My Process - 2nd Reading of Meditations on Pain

Everyone with a heart experiences emotion. These emotions are felt as sensations in the body. When emotions are uncomfortable or painful, we tense up, we try not to feel what we are feeling, and this distorts the body posture. After the emotional episode is over the mind moves on to another experience, but the body has not forgotten! The impact of emotion is imprinted in the body and it retains the painful memory in muscular tension, even though we have lost conscious awareness of it.

When I started to establish a daily meditation practice, I found that decades of asana practice had not eliminated all the tension and pain from my body. My hips were open and I could sit comfortably for a long time but I discovered tensions in my upper body that would not go away when I came to sit.

It started with an awareness of a knot under my right shoulder blade, and no matter how I practiced or shifted my posture, it would not go away. I discovered that this knot was just the tip of the iceberg - literally a knot that tied many other tensions neatly in place, such that this was the one point where I felt tension. And yet as I started to release it, it was as if my body had been a tightly wound ball of string that started to unravel once the knot started to loosen.

For many years, I maintained my yoga practice (asana and pranayama) as Pattabhi Jois had taught me, then around 15 years ago I added another practice as taught to me by Acharya more focused on meditation. Around 5 years ago I significantly reduced my asana practice and began to focus more exclusively on meditation. But when I had to close the yoga shala in March 2020 because of the coronavirus epidemic, I stopped my asana and pranayama practice completely and started to focus exclusively on meditation. Now I no longer had to go to the shala, I started to go down to the river each day before sunrise. I found a rock in a quiet spot and would sit there for around 2hrs each morning. This was the beginning of my daily meditation on the pains in my body.

In the beginning, my process was to simply focus on the tight spot. Just by bringing my attention there it started to relax. I noticed that I had unconsciously exacerbated the tension just because I was feeling it. Somehow I was trying to make it feel better by tensing up other muscles, but I was just making it worse. So, just by bringing my awareness there it started to relax immediately. Although there was clearly a psychological component to the tension, the physical tension was muscular.

One accumulates a lot of memories in a lifetime. Pattabhi Jois used to say that every time you blink, you think a new thought - that is a lot of thoughts, even in a short life. Every experience is remembered, and every uncomfortable experience causes tensions in the body. But many of our thoughts are repetitions of similar thoughts, so you do not actually think a new thought every time you blink, but the repeated similar thoughts tend to re-enforce each other, creating deeper and deeper tensions in the unconscious and in the body.
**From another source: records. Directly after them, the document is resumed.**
PR #112, opened 2020-01-15
Fix passmissing exception test on Julia 1.4

nalimilan:


bkamins:
I understand that in Julia 1.4 passing a kwarg that is not supported is `MethodError` - right?

nalimilan:
Yes, that seems to have changed over the last 3 months.

PR #114, opened 2020-03-25
Define anymissing

arnavs:
See also https://github.com/JuliaLang/julia/pull/35237.

### DIFF
--- a/README.md
+++ b/README.md
@@ -22,7 +22,7 @@ This package provides additional functionality for working with `missing` values
 - `allowmissing` and `disallowmissing` to convert between `Vector{T}` and `Vector{Union{T, Missing}}`
 - `passmissing` to wrap a function so that it returns `missing` if any of its positional arguments is `missing`
 - `levels` to get the unique values in a vector excluding `missing` and in their preferred order
-- `hasmissing` tells if you an iteratable has any `missing` values
+- `hasmissing` to see if an iteratable has any `missing` values
 
 ## Contributing and Questions
 
--- a/README.md
+++ b/README.md
@@ -22,6 +22,7 @@ This package provides additional functionality for working with `missing` values
 - `allowmissing` and `disallowmissing` to convert between `Vector{T}` and `Vector{Union{T, Missing}}`
 - `passmissing` to wrap a function so that it returns `missing` if any of its positional arguments is `missing`
 - `levels` to get the unique values in a vector excluding `missing` and in their preferred order
+- `hasmissing` tells if you an iteratable has any `missing` values
 
 ## Contributing and Questions
 
--- a/README.md
+++ b/README.md
@@ -22,7 +22,7 @@ This package provides additional functionality for working with `missing` values
 - `allowmissing` and `disallowmissing` to convert between `Vector{T}` and `Vector{Union{T, Missing}}`
 - `passmissing` to wrap a function so that it returns `missing` if any of its positional arguments is `missing`
 - `levels` to get the unique values in a vector excluding `missing` and in their preferred order
-- `hasmissing` to see if an iteratable has any `missing` values
+- `hasmissing` to check whether an iterable has any `missing` values
 
 ## Contributing and Questions
 
--- a/README.md
+++ b/README.md
@@ -22,7 +22,7 @@ This package provides additional functionality for working with `missing` values
 - `allowmissing` and `disallowmissing` to convert between `Vector{T}` and `Vector{Union{T, Missing}}`
 - `passmissing` to wrap a function so that it returns `missing` if any of its positional arguments is `missing`
 - `levels` to get the unique values in a vector excluding `missing` and in their preferred order
-- `hasmissing` to check whether an iterable has any `missing` values
+- `anymissing` to check whether an iterable has any `missing` values
 
 ## Contributing and Questions
 
--- a/src/Missings.jl
+++ b/src/Missings.jl
@@ -216,5 +216,6 @@ Return `true` if `itr` contains `missing` elements, else `false`.
 See also: `ismissing`
 """
 hasmissing(itr) = eltype(itr) >: Missing && any(ismissing, itr)
+hasmissing(::Base.SkipMissing) = false 
 
 end # module
--- a/src/Missings.jl
+++ b/src/Missings.jl
@@ -209,7 +209,7 @@ passmissing(f) = PassMissing{Core.Typeof(f)}(f)
 
 
 """
-    hasmissing(itr)
+    hasmissing(itr) -> Bool
 
 Return `true` if `itr` contains `missing` elements. 
 """
--- a/src/Missings.jl
+++ b/src/Missings.jl
@@ -1,7 +1,7 @@
 module Missings
 
 export allowmissing, disallowmissing, ismissing, missing, missings,
-       Missing, MissingException, levels, coalesce, passmissing, nonmissingtype
+       Missing, MissingException, levels, coalesce, passmissing, nonmissingtype, hasmissing
 
 using Base: ismissing, missing, Missing, MissingException
 using Base: @deprecate
@@ -206,5 +206,13 @@ julia> passmissing((x,y)->"\$x \$y")(missing)
 missing
 """
 passmissing(f) = PassMissing{Core.Typeof(f)}(f)
+
+
+"""
+    hasmissing(itr)
+
+Return `true` if `itr` contains `missing` elements. 
+"""
+hasmissing(itr) = eltype(itr) >: Missing && any(ismissing, itr)
 
 end # module
--- a/src/Missings.jl
+++ b/src/Missings.jl
@@ -211,7 +211,9 @@ passmissing(f) = PassMissing{Core.Typeof(f)}(f)
 """
     hasmissing(itr) -> Bool
 
-Return `true` if `itr` contains `missing` elements. 
+Return `true` if `itr` contains `missing` elements, else `false`.
+
+See also: `ismissing`
 """
 hasmissing(itr) = eltype(itr) >: Missing && any(ismissing, itr)
 
--- a/src/Missings.jl
+++ b/src/Missings.jl
@@ -1,7 +1,7 @@
 module Missings
 
 export allowmissing, disallowmissing, ismissing, missing, missings,
-       Missing, MissingException, levels, coalesce, passmissing, nonmissingtype, hasmissing
+       Missing, MissingException, levels, coalesce, passmissing, nonmissingtype, anymissing
 
 using Base: ismissing, missing, Missing, MissingException
 using Base: @deprecate
@@ -209,13 +209,13 @@ passmissing(f) = PassMissing{Core.Typeof(f)}(f)
 
 
 """
-    hasmissing(itr) -> Bool
+    anymissing(itr) -> Bool
 
 Return `true` if `itr` contains `missing` elements, else `false`.
 
 See also: `ismissing`
 """
-hasmissing(itr) = eltype(itr) >: Missing && any(ismissing, itr)
-hasmissing(::Base.SkipMissing) = false 
+anymissing(itr) = eltype(itr) >: Missing && any(ismissing, itr)
+anymissing(::Base.SkipMissing) = false
 
 end # module
--- a/test/runtests.jl
+++ b/test/runtests.jl
@@ -166,6 +166,11 @@ struct CubeRooter end
     @test passmissing(Int) === Missings.PassMissing{Type{Int}}(Int)
     @test passmissing(cuberoot) === Missings.PassMissing{CubeRooter}(cuberoot)
 
+    
+    @test hasmissing([1, 2, 3, 4]) == false
+    @test hasmissing([1, 2, 3, missing, 5]) == true
+    @test hasmissing(skipmissing([1, 2, 3, missing, 5])) == false
+    
     @testset "deprecated" begin
         # The (unexported) `Missings.T` was deprecated to `Missings.nonmissingtype`
         for x in (Union{Int, Missing}, Any, Missing, Union{Array{Int}, Missing})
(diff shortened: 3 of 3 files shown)


src/Missings.jl
```diff
@@ -207,4 +207,12 @@ missing
 """
 passmissing(f) = PassMissing{Core.Typeof(f)}(f)
 
+
+"""
+    hasmissing(itr)
```
nickrobinson251: May as well be as explicit as possible
```suggestion
    hasmissing(itr) -> Bool
```

src/Missings.jl
```diff
@@ -207,4 +207,12 @@ missing
...
+
+Return `true` if `itr` contains `missing` elements.
```
nickrobinson251:
```suggestion
Return `true` if `itr` contains `missing` elements, else `false`.

See also: `ismissing`
```

README.md
```diff
@@ -22,6 +22,7 @@ This package provides additional functionality for working with `missing` values
 - `allowmissing` and `disallowmissing` to convert between `Vector{T}` and `Vector{Union{T, Missing}}`
 - `passmissing` to wrap a function so that it returns `missing` if any of its positional arguments is `missing`
 - `levels` to get the unique values in a vector excluding `missing` and in their preferred order
+- `hasmissing` to see if an iteratable has any `missing` values
```
nalimilan:
```suggestion
- `hasmissing` to check whether an iterable has any `missing` values
```

nalimilan:
Can you show a case in which `any(ismissing, itr)` isn't as efficient as `hasmissing` from this PR?

nickrobinson251:
> Can you show a case in which `any(ismissing, itr)` isn't as efficient as `hasmissing` from this PR?

```julia
julia> using BenchmarkTools

julia> x = 1:100_000;

julia> hasmissing(itr) = eltype(itr) >: Missing && any(ismissing, itr)
hasmissing (generic function with 1 method)

julia> @btime hasmissing(x);
  13.214 ns (0 allocations: 0 bytes)

julia> @btime any(ismissing, x);
  99.527 ns (2 allocations: 64 bytes)
```

nalimilan:
@nickrobinson251 You need to wrap the call in a function:
```julia
julia> using BenchmarkTools

julia> x = 1:100_000;

julia> hasmissing(itr) = eltype(itr) >: Missing && any(ismissing, itr)
hasmissing (generic function with 1 method)

julia> @btime hasmissing(x);
  14.094 ns (0 allocations: 0 bytes)

julia> @btime any(ismissing, x);
118.323 ns (2 allocations: 64 bytes)

julia> f(x) = any(ismissing, x)
f (generic function with 1 method)

julia> @btime f(x);
  16.714 ns (0 allocations: 0 bytes)
```

arnavs:
I believe you also need to interpolate the argument into the macro. 

```
julia> x = [1, 2, 3, 4, 5, 6, 7]
7-element Array{Int64,1}:
 1
 2
 3
 4
 5
 6
 7

julia> hasmissing(itr) = eltype(itr) >: Missing && any(ismissing, itr)
hasmissing (generic function with 1 method)

julia> f(x) = any(ismissing, x)
f (generic function with 1 method)

julia> @btime f($x)
  1.312 ns (0 allocations: 0 bytes)
false

julia> @btime hasmissing($x)
  0.027 ns (0 allocations: 0 bytes)
false
```

nalimilan:
When you reach nanoseconds, time differences may not be very significant. If you look at `@code_warntype`, you can see that in both cases the compiler statically replaced the call with `false`. So you really have to look at what difference it makes in a real application.

arnavs:
So shall we remove the `eltype(x) >: Missing`? Personally the logic makes sense to me, but it's possible that the compiler optimizes it away.

nalimilan:
No, what I'm saying is that it only makes sense to add `hasmissing` if we can find at least one situation in which it's clearly faster than `any(ismissing, x)`.

nickrobinson251:
Perhaps @bkamins can comment on a case where this did not optimize out? (ref https://github.com/JuliaLang/julia/pull/35237#discussion_r398162053)

arnavs:
I think it's just cleaner in many respects... for example `filter(hasmissing, some_datasets)`, or `hasmissing(x) && do_something`. 

Just makes the code easier to read... like convenience functions should.

bkamins:
> No, what I'm saying is that it only makes sense to add `hasmissing` if we can find at least one situation in which it's clearly faster than `any(ismissing, x)`.

Well you can do for example:

```
julia> x = Real[i for i in 1:10^6];

julia> @btime hasmissing($x);
  0.024 ns (0 allocations: 0 bytes)

julia> f(x) = any(ismissing, x)
f (generic function with 1 method)

julia> @btime f($x);
  522.209 μs (0 allocations: 0 bytes)
```

src/Missings.jl
```diff
@@ -207,4 +207,14 @@ missing
...
 
+
+"""
+    hasmissing(itr) -> Bool
+
+Return `true` if `itr` contains `missing` elements, else `false`.
+
+See also: `ismissing`
+"""
+hasmissing(itr) = eltype(itr) >: Missing && any(ismissing, itr)
```
bkamins: You still need to define a special method for `skipmissing` (as in your original PR I have commented on) for performance reasons:
```
julia> x = Any[i for i in 1:10^6];

julia> y = skipmissing(x);

julia> hasmissing(itr) = eltype(itr) >: Missing && any(ismissing, itr)
hasmissing (generic function with 1 method)

julia> @btime hasmissing($y);
  8.464 ms (0 allocations: 0 bytes)
```

arnavs: True.

nalimilan:
> I think it's just cleaner in many respects... for example `filter(hasmissing, some_datasets)`, or `hasmissing(x) && do_something`.
> 
> Just makes the code easier to read, without any penalty in speed... like convenience functions should.

I'm not really convinced by the convenience argument. `any(ismissing, x) && do_something` is quite concise and clear, and it doesn't require people to look at `?hasmissing` to find out what it means exactly. Regarding the `filter` example, do you have a concrete use case in mind? Note that `hasmissing` doesn't work on DataFrames with this PR.

Regarding performance, the `Array{Real}` case is a good illustration, but that kind of array is inefficient already so I'm not sure it's worth optimizing for this (and the compiler could improve to cover this).

bkamins:
> and the compiler could improve to cover this

This is true (actually I expected the compiler to optimize it out but it did not), but the case of `any(ismissing, skipmissing(Any[1,2,3]))` is more common (when you read in potentially heterogeneous data) and not possible to be optimized out (unless we ad a method for `any(::type(ismissing), ::SkipMissing)` covering this specific case explicitly). Still - agreed that is not going to be a bottleneck probably. This is why I opted for `hasmissing` to live in Missings.jl and not in Base.

nalimilan:
> unless we ad a method for `any(::type(ismissing), ::SkipMissing)` covering this specific case explicitly

Actually we can do that, and probably should, as it doesn't introduce any ambiguity. :-)

arnavs:
So I think we are good to merge then?

nickrobinson251:
I think this is a nice little addition, that's faster in some otherwise very slow cases, and simplifies a common patern for some users (with `filter(hasmissing, some_datasets)` being much nicer than `filter(x -> any(ismissing, x) some_datasets)`). I think Missings.jl is a good home for it.

arnavs:
So is anything blocking this then?

bkamins:
> (Do we need @nalimilan to sign off on it?)

I would like to convince @nalimilan first. He has designed `Missing` type in Base.

arnavs:
@bkamins OK, sounds good.

arnavs:
We could also add:

```
hasmissing(df::DataFrame) = hasmissing(Array(df))
```

To make it applicable to those types.

bkamins:
It would rather be:
```
hasmissing(df::AbstractDataFrame) = any(hasmissing, eachcol(df))
```
and would live in DataFrames.jl not here. But let us first decide on the main use case.

(also note we already have `completecases` function which is very similar but gives you more information at the cost of higher computation cost)

arnavs:
Fair enough. Let's wait for @nalimilan to get back to us and @nickrobinson251 then.

nalimilan:
Actually the case of `DataFrame` is a better example of the potential use of this function, as you currently have to write `any(x -> any(ismissing, x), eachcol(df))`.

So I'd be on board with this for this reason. Regarding the name, what do you think about `anymissing` instead?

nickrobinson251:
Fwiw `any(hasmissing, vecs)` reads as morning understandable to me then `any(anymissing, vecs)`

nalimilan:
What is `vecs`?

nickrobinson251:
> What is `vecs`?

any iterable of vectors, e.g. `eachcol(df)`. i.e.
`any(hasmissing, eachcol(df))` reads as more understandable to me then any(anymissing, `eachcol(df))`

nalimilan:
But we just said we would define `hasmissing(::DataFrame)`/`anymissing(::DataFrame)` for convenience...

nickrobinson251:
i was just voiceing a weak preference for `hasmissing` over `anymissing`. I was just trying to give an example of a case where it read better to me, hence using some other name `vecs`. `vecs` could be `Vector{<:Vector}` if you prefer. Anyway, i've voiced my mild preference.

arnavs:
I'm open to `anymissing`, but also weakly prefer `hasmissing`.

bkamins:
I am OK with `hasmissing` because it reads more cleanly, however, `anymissing` (or `containsmissing` - but this is verbose) is a more precise name in my opinion.

`hasmissing(x)` suggests that we check some "property" of `x` that `x` owns (has) is `missing`. Like `hasproperty`, `hasfield`, `hasmethod`.

While `missing` value is not something that `x` owns but something that is contained in `x`. So we ask "Does `x` contain any element that is `missing`?" not "Does `x` have `missing`?" (or in a positive sentence we say "`x` contains a `missing`" not "`x` has a `missing`")

arnavs:
Fair enough, I do see the argument for `anymissing`.

ararslan:
To me, `anymissing(x)` doesn't seem beneficial over `any(ismissing, x)`, both in terms of the name and the functionality.

arnavs:
@ararslan what about the dataframe example? Currently you'd need to do `any(x -> any(ismissing, x), eachcol(df)`

ararslan:
Yeah, I don't see anything wrong with that; I've written something nearly identical within the last few weeks in a different context (nested JSON dicts).

arnavs:
There's nothing wrong with it, necessarily. But we're getting into regions where the syntax is seriously clunky.

Anyways, will let you guys decide.

mschauer:
In my view, `any(ismissing, x)` is a perfectly fine idiom, but a bit of a didactical problem. I can see how this is not the first thing a user will think of when running into the issue. How can we address that?

mschauer:
I know understand why some people were unhappy with `hasmissing` and agree. I liked it immediately because it sounds so familiar, but it is familiar for the wrong reasons: 
With @nalimilan, `has` has prefix signals a property of argument not its contents. Compare `HasEltype`, `HasLength`,  `HasShape`, `hasfield`, etc. with the exception `haskey`.

arnavs:
Yeah, I was instinctively repelled by `anymissing`, but I see the value of it. It's not as unnatural as I thought. 

I will move this PR over to `anymissing` and then hopefully @nalimilan or others can merge.

arnavs:
(Actually, I believe @bkamins or someone could also merge, since @nalimilan indicated he's fine with the PR except for the name change, which has been done.)

bkamins:
@arnavs - I understand that you want to have this PR merged quickly (I know the pain - I currently have 12 PRs that are waiting for a review and a possible merge) and thank you for involvement in the development. However, please note that:

1. what we do here will likely stay for years and be used by thousands of users so usually there is a period during which the PR (especially like this one - that modifies the API; a different story is bug-fixing PRs which have a quicker turnover usually) is kept open to let people think about it and comment (e.g. not all people involved in the development of the ecosystem and might want to comment have time to work on open source projects every day).
2. even if the PR is merged it will be only available on master; there will be another step (and an associated decision) of making a release of the package before it officially goes public.

From my experience - this PR has already received a lot of attention of the community, so I do not think that there is a risk that it will get forgotten and stay unmerged if it is eventually positively evaluated.

arnavs:
@bkamins Thanks for the reply. Respectfully, I still don't see that anything in my original comment is untrue (you wanted to persuade someone; they're now persuaded.) 

My only other experience with submitting usability PRs to Julia (`eachcol`, `eachrow`, etc.) descended into a morass of bikeshedding, which was mildly frustrating to most people involved and which I'd rather not see repeated. 

But sure, if you feel it is helpful to wait even further, I'm happy to do that.

bkamins:
> what more is required?

Another approval from a member of JuliaData (and that member will probably simply merge the PR as there is already my approval on it).

arnavs:
Fair enough, makes sense. Thanks for all your help

andreasnoack:
FWIW I agree with https://github.com/JuliaData/Missings.jl/pull/114/#issuecomment-606207826. I don't think it's worth adding a new function for this when the current syntax is so simple.

nalimilan:
Agreed. I've also realized that we cannot define `anymissing(::DataFrame)` as data frames are treated as collections of rows, not of cells -- and a row is never `missing`.

arnavs:
I'll close this then. I still agree with @nickrobinson251's point above: 

> I think this is a nice little addition, that's faster in some otherwise very slow cases, and simplifies a common patern for some users 

And think that the same argument against this function (why not use `any(ismissing, a)`?) also holds for `ismissing` (why not use `isa(x, Missing)`?) 

But if DataFrames are out, then the key feature I had in mind is out too. And the PR is out of date anyway. So may as well close.

nalimilan:
Regarding performance, if you find cases which are slower than they should, please file an issue in Base so that we add specializations for `any(::typeof(ismissing), x)`.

The idea that body and mind are connected is not at all new. If you have pain in the mind, you will often become aware of uncomfortable sensations in the body. Some people have tried to map different types of emotions to different body parts - anger to the liver, for example. Although emotion is often associated with stress in particular organs, the mapping in the musculature is more complex and individual.

From the first day sitting with this type of enquiry, afflicted memories from my life started to emerge and I was taken on a journey through my whole history of affliction over this period of time. The bodily map was the prompt, the journey it took me on was not historically linear. As tensions in one muscle released, proximal muscles were affected, but distal muscles were also impacted. The connection between one memory and another was more often due to similarity or association and hardly ever due to sequence in time.

The body just started to unwind, but it could only do so, if I was willing to acknowledge and feel what had caused the tensions in the first place. I had by this point in time already done a great deal of self-analysis and excavation of my past. I had sought out my demons and attempted to confront them, bring them to light, release them… But I discovered that every experience had made an impression on my body and that through this impression, they had remained somewhat stuck there. Only through feeling the visceral sensations and acknowledging the psychological complexes and memories, would the body-mind let go.

At the beginning of the process I was mainly aware of the muscles and associated memories and emotions releasing. But I soon became aware that the release was not purely muscular. The pathways the release took also followed lines of fascia, were related to specific organs, nerves, joints and perhaps nadis. Some days I would feel that one whole side of my body was open - either releasing or just relaxed, while the other side was blocked, dense but also possibly releasing. I could feel nerve pathways with blockages emanating from between the vertebrae - especially those of the neck and through the arms. The pelvic floor went through a profound release, and in spite of the hips and legs feeling much less tension than the rest of my body, there were also releases that flowed down through the knees and ankles. Every release had a psychological counterpart. These were not necessarily “cerebral” - sometimes there were no memories, just sensations and sometimes I discovered memories and events that had been lost for decades.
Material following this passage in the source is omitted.